The data in this pipeline is first fetched, then the 'compress' step is ran. The compress step runs 'compress_pipeline.cwl', which does more than only compression. The steps take are mentioned in the section below.
compress_pipeline.cwl

Part of this pipeline identifies known issues and applies corrections if possible. It uses in place updates to prevent copying the measurement set.
NOTE: In-place update does not work well with CWL conditional steps, so a small bash script is used which either calls the fixing script or does nothing depending if the specific issue for the step was found
The checks that get performed are:
- abort if the target is the Sun
- run aoflagger if the input is raw data
- apply corrections based on the time of observation. These can be:
- FIX_ANTENNA_TABLE
- FIX_WEIGHT_SPECTRUM
- FIX_BROKEN_TILES
- FIX_STATION_ADDER
There are also some time ranges that cannot be solved. These issues include:
- INACCURATE_FLAGGING_LBA
- FAULTY_LBA_CALIBRATION_TABLES
- STATION_SENSITIVITY_ISSUE
- DELAY_COMPENSATION_ISSUE
The measurement set is then compressed the with Dysco if it was not already compressed. After all measure ment sets have been compressed, inspection plots are produced and metrics to quantify the amount of missing/flagged data are collected.
NOTE: Some plots may be skipped if the required metadata to make the plot is missing. This is often the case for "unspecified" datasets. When a plot is skipped, this is printed to stderr as a warning and thus is shown in the ATDB log file.
Quality metrics
The output json conatining a summary of the processing contains a set of quality flags, usually ranging between "poor", "moderate" and "good". The qua;ity is "unknown" if the (meta)data to calculate the metric is missing. The quality can also be "N/A" if the quality metric is not relevant for the dataset, for example a quality metric indicating dataloss of critical international stations will be "N/A" if only Dutch stations are present.
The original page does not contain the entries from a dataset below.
PR #23916, opened 2022-09-21
feat: CT stack traces

### LINKED ISSUE #21720: CT Stack Traces
## **Summary**
In E2E we show a stack trace if there is an error in the test. It is (5) here:

!image-2022-02-09-20-16-55-107.png|thumbnail! 

We want the same thing for CT. Right now, webpack dev server does not supply the correct source map - in fact, it doesn't have one at all. Also, even if it did, the seam between the dev-server and CT runner is not set up for stack traces.

For CT we go here https://github.com/cypress-io/cypress/blob/10.0-release/packages/driver/src/cypress/script_utils.ts#L49 as opposed to E2E which goes on and calls this https://github.com/cypress-io/cypress/blob/10.0-release/packages/driver/src/cypress/script_utils.ts#L36 which gets the source map.

## **Acceptance Criteria**
* Should return the source map from webpack dev server
* Should extract and display it for component testing

### **Resources**
Brian telling Lachlan about source maps for an hour or so:

Meeting Recording:
https://cypress-io.zoom.us/rec/share/hiYJyb9yjp7W7UKPbow0gG3gum1Az7kXA7Yq8XtQGU0AcNUEpdSTo43JL-Zs59uJ.-2OgUXVt2mTAcgZp
Access Passcode: **message @lmiller1990**

### **Open Pull Requests**
Any PRs needed for review

┆Issue is synchronized with this [Jira Task](https://cypress-io.atlassian.net/browse/UNIFY-1070) by [Unito](https://www.unito.io)
┆Attachments: <a href="https://cypress-io.atlassian.net/rest/api/2/attachment/content/11242">image-2022-02-09-20-16-55-107.png</a>
┆author: Lachlan Miller
┆epic: CT Post Unification Release
┆friendlyId: UNIFY-1070
┆priority: Low
┆taskType: Task

mike-plummer:
- Closes #21720 

### User facing changelog
* Component tests that fail now display a code frame of the location of the error within the test runner. This includes failing Cypress commands and assertions in your tests, and can often show the location of errors within component code as well.

### Additional details
As much as possible we've tried to integrate CT stacktraces into the existing architecture of E2E sourcemap/codeframe logic. The majority of the changes in this PR are porting & adding tests to validate error-handling in CT mimics E2E whenever possible.

**Remaining Issues as Follow-Ons**
1. Svelte - sourcemaps are generated but do not line up correctly (yield `null` values from our lookups), so Svelte projects will not have codeframes initially (#23918)
2. Vite - many Vite sourcemaps display "off by one/two columns" issues. Code frames are available but point to a slightly incorrect position (#23919)
3. Uncaught errors in CT are caught/reported in the command log multiple times - existing issue in 10.x but noticeable now that we have more tests around error-handling in CT (#23920)

### Steps to test
This has pretty robust system tests, but it is fairly easily to test this out locally by building a React/Vue/Angular project and inserting test steps that intentionally fail.

**Before**
before

**After**
after-1
after-2

### PR Tasks


packages/app/cypress/e2e/runner/ct-framework-errors.cy.ts
```diff
@@ -0,0 +1,271 @@
+import type { ProjectFixtureDir } from '@tooling/system-tests/'
```
mike-plummer, line 1: This file is a quick smoke test for each of our major frameworks (and major versions thereof) to validate basic error conditions work as expected: uncaught error on mount, sync error, async error, and command failure.

Svelte is currently skipped due to issue with sourcemaps, will be a follow-on task

packages/app/cypress/e2e/runner/reporter-ct.errors.cy.ts
```diff
@@ -0,0 +1,704 @@
+import * as specLoader from './support/spec-loader'
```
mike-plummer, line 1: This file is mostly duplicated from `reporter.errors.cy.ts` - intent is to execute the same error validation in a CT context that is currently being done in E2E. Major changes:

1. Removed `cy.visit` tests (not valid for CT)
2. Remove `cy.route` and `cy.server` tests (long-deprecated, probably not worth spending time on for CT)
3. Replaced the `uncaught exceptions` block content to use a set of component-based errors

mike-plummer: I wasn't able to find a good way to avoid the duplication of this file - there are quite a few unique cases that would seriously complicate a shared version of this test, and kept running into issues with the "mututally exclusive e2e & ct `specPattern`" behavior that prevented using the same file for both. Good news is that the underlying tests are shared which is a win

packages/app/cypress/e2e/runner/support/spec-loader.ts
```diff
@@ -3,11 +3,11 @@ export const shouldHaveTestResults = ({ passCount, failCount, pendingCount }) =>
   failCount = failCount || '--'
```
mike-plummer, line 3: Had to increase some timeouts here to work around potentially-long bootstrap times for these tests when run under CT due to bundler overhead

packages/app/cypress/e2e/runner/support/verify-failures.ts
```diff
@@ -151,7 +152,7 @@ const verifyFailure = (options) => {
     if (uncaught) {
       cy.log('uncaught error has an associated log for the original error')
       cy.get('.command-name-uncaught-exception')
-      .should('have.length', 1)
+      .should(mode === 'component' ? 'have.length.gte' : 'have.length', 1)
```
mike-plummer, line 156: Uncaught errors in CT are reported multiple times, follow-on task to clean up that behavior

packages/app/cypress/e2e/runner/support/verify-failures.ts
```diff
@@ -206,10 +208,5 @@ export const verifyInternalFailure = (props) => {
 
     cy.get('.runnable-err-stack-trace')
     .should('include.text', stackMethod || method)
-
```
mike-plummer, line 209: Due to CT bundling behaviors these errors can be attributed to application/test code rather than internal Cypress logic, in which case a code frame is available. Edge case for certain Vite setups

system-tests/projects/runner-e2e-specs/cypress/e2e/errors/events.cy.js
```diff
@@ -1,18 +1,18 @@
 describe('event handlers', { defaultCommandTimeout: 0 }, () => {
```
mike-plummer, line 1: Refactoring the error conditions here to use features available in both E2E and CT tests so it can be used in both

packages/app/cypress/e2e/runner/reporter-ct-generator.ts
```diff
@@ -0,0 +1,706 @@
+import * as specLoader from './support/spec-loader'
```
mike-plummer, line 1: This file is mostly duplicated from `reporter.errors.cy.ts` - intent is to execute the same error validation in a CT context that is currently being done in E2E. Major changes:

1. Removed `cy.visit` tests (not valid for CT)
2. Remove `cy.route` and `cy.server` tests (long-deprecated, probably not worth spending time on for CT)
3. Replaced the `uncaught exceptions` block content to use a set of component-based errors

I wasn't able to find a good way to avoid the duplication of these tests - there are quite a few unique cases that would seriously complicate a shared version with e2e, and kept running into issues with the "mututally exclusive e2e & ct `specPattern`" behavior that prevented using the same file for both. Good news is that the underlying tests in the system test are shared which is a win

npm/vite-dev-server/src/plugins/cypress.ts
```diff
@@ -105,6 +105,23 @@ export const Cypress = (
...
+      try {
+        if (/\.js$/.test(id) && !/\/\/# sourceMappingURL=/i.test(code)) {
+          // The Vite dev server serves esnext, meaning many JS files aren't transpiled thus no sourcemaps are sent along. However,
+          // a sourcemap is generated by Vite which is in effect an "identity" sourcemap mapping 1-to-1 to the output file. We can
+          // grab this and pass it along as a sourcemap we want Vite to embed into the output, giving Cypress a sourcemap to use
+          // for codeFrame lookups.
+
+          return {
+            code,
+            map: this.getCombinedSourcemap(),
```
lmiller1990, line 122: Right, took me a bit to realize this is from the underyling Rollup API https://rollupjs.org/guide/en/#thisgetcombinedsourcemap

According to the Vite docs `map: null` should do the same thing? https://vitejs.dev/guide/api-plugin.html#transforming-custom-file-types

npm/webpack-dev-server/src/loader.ts
```diff
@@ -59,22 +61,33 @@ export default function loader (this: unknown) {
...
       }
       return accSpecLoaders
-  }, [loadSupportFile])
+  }, [])
+
+  if (${!!supportFile}) {
+    var supportFile = {
+      absolute: "${supportFileAbsolutePath}",
+      relative: "${supportFileRelativePath}",
+      relativeUrl: "/__cypress/src/cypress-support-file.js",
```
lmiller1990, line 83: Why do we hard code this here?

npm/webpack-dev-server/src/loader.ts
```diff
@@ -59,22 +61,33 @@ export default function loader (this: unknown) {
   ctx.cacheable(false)
   const { files, projectRoot, supportFile } = ctx._cypress
 
-  const supportFileAbsolutePath = supportFile ? JSON.stringify(path.resolve(projectRoot, supportFile)) : undefined
-
-  return `
-  var loadSupportFile = ${supportFile ? `() => import(${supportFileAbsolutePath})` : `() => Promise.resolve()`}
+  const supportFileAbsolutePath = supportFile ? path.resolve(projectRoot, supportFile) : undefined
```
lmiller1990: Hmmm I thought we needed `JSON.stringify` here to handle things like paths with spaces :thinking: I am surprised nothing broke when you changed this.

I wonder if we lost some test coverage at some point for the case of support file with spaces?

npm/webpack-dev-server/src/makeDefaultWebpackConfig.ts
```diff
@@ -51,6 +51,7 @@ export function makeDefaultWebpackConfig (
         ...(config.devServerConfig.framework === 'angular' ? { scriptLoading: 'module' } : {}),
       }),
     ],
+    devtool: 'inline-source-map',
```
lmiller1990, line 54: Does this take precedence over the user's wepbackConfig `devtool` setting? I wonder if we have a test for use case - where the user chose something different to `inline-source-map` in the webpack config?

npm/webpack-dev-server/src/makeWebpackConfig.ts
```diff
@@ -162,6 +162,8 @@ export async function makeWebpackConfig (
     dynamicWebpackConfig,
   )
 
+  delete mergedConfig.output?.chunkFilename
```
lmiller1990, line 172: Why do we need this?

Should we just delete the entire `output` key?

packages/app/cypress.config.ts
```diff
@@ -52,6 +52,7 @@ export default defineConfig({
       // Delete this as we only want to honor it on parent Cypress when doing E2E Cypress in Cypress testing
       delete process.env.HTTP_PROXY_TARGET_FOR_ORIGIN_REQUESTS
       process.env.CYPRESS_INTERNAL_E2E_TESTING_SELF = 'true'
+      process.env.CYPRESS_INTERNAL_VITE_OPEN_MODE_TESTING = 'true'
```
lmiller1990, line 55: Is this required to make the e2e tests pass? I think this is needed specifically for Cypress in Cypress? If that is correct this could simply be `process.env.CYPRESS_INTERNAL_VITE_OPEN_MODE_TESTING = process.env.CYPRESS_INTERNAL_E2E_TESTING_SELF === 'true` - I think this line and the previous one (line 54) kind of need to be in lock step, they seem to go together.

packages/app/cypress/e2e/runner/ct-framework-errors.cy.ts
```diff
@@ -0,0 +1,271 @@
...
+[17, 18].forEach((reactVersion) => {
+  describe(`React ${reactVersion}`, {
+    viewportHeight: 768,
+    viewportWidth: 1024,
+    // Limiting tests kept in memory due to large memory cost
+    // of nested spec snapshots
+    numTestsKeptInMemory: 1,
+  }, () => {
+    before(() => {
+      cy.scaffoldProject(`react${reactVersion}` as ProjectFixtureDir)
```
lmiller1990: Here is a neat trick to avoid the type cast... the problem is `react${reactVersion}` is seen as `react${<any string or number>}` which is outside the constraints of `ProjectFixtureDir`. If the version array is immutable and constant, TS can infer the value, so:

```ts
const reactVersions = [17, 18] as const
                               ^^^^^^^^  this is the trick

reactVersions.forEach((reactVersion) => {
  describe(`React ${reactVersion}`, {
    viewportHeight: 768,
    viewportWidth: 1024,
    // Limiting tests kept in memory due to large memory cost
    // of nested spec snapshots
    numTestsKeptInMemory: 1,
  }, () => {
    before(() => {
      cy.scaffoldProject(`react${reactVersion}`)
    })
```

Now `react${reactVersion}` can be inferred as `react${17|18}` which fits the constraints. :100:

packages/app/cypress/e2e/runner/ct-framework-errors.cy.ts
```diff
@@ -0,0 +1,271 @@
...
+        'element-that-does-not-exist',
+      ],
+      codeFrameRegex: /Errors\.cy\.js:26/,
+      stackRegex: /Errors\.cy\.js:26/,
+    })
+  })
+})
+
+// TODO: Svelte sourcemaps are generated but are not working properly on Webpack or Vite
+describe.skip('Svelte', {
```
lmiller1990, line 297: I think we should log an issue that explains the problem and points to this file with some useful info, so someone can pick it up in the future without the need to be onboarded to stack traces in a 1:1 sync fashion, thoughts?

packages/app/cypress/e2e/runner/reporter-ct-generator.ts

A detailed outline of the quality metrics and their meaning can be found on the following confluence page: https://support.astron.nl/confluence/pages/viewpage.action?spaceKey=LDV&title=Imaging+compression+workflow+metrics+v.2
Four plots are created, examples of these are:




The examples are taken from the following run: https://sdc-dev.astron.nl:5554/atdb/task_details/260179/1
Requirements
- CWL v1.2 compatible runner (e.g. cwltool/toil)
- Docker
Docker images
- git.astron.nl:5000/ldv/ldv-images/lofar-legacy:latest
- git.astron.nl:5000/ldv/ldv-images/lofar-ms-software:latest Docker images will be fetched the first time the workflow is used and be converted into a singularity image (sif file)
Running the workflow
In the repositories there are two workflows. One is capable to process the data as described in section workflow steps and can be executed as following
# Run the workflow
cwltool compress_pipeline.cwl [--flag_autocorrelation] --msin MEASUREMENT_SET
Another workflow, that is meant to be executed by the LDV infrastructure, takes as an input instead of a measurement set a SURL link of the data. Such a workflow can be execute with the command
# Run the workflow
cwltool download_and_compress_pipeline.cwl [--flag_autocorrelation] --surls [list of surl to process]
License
See LICENSE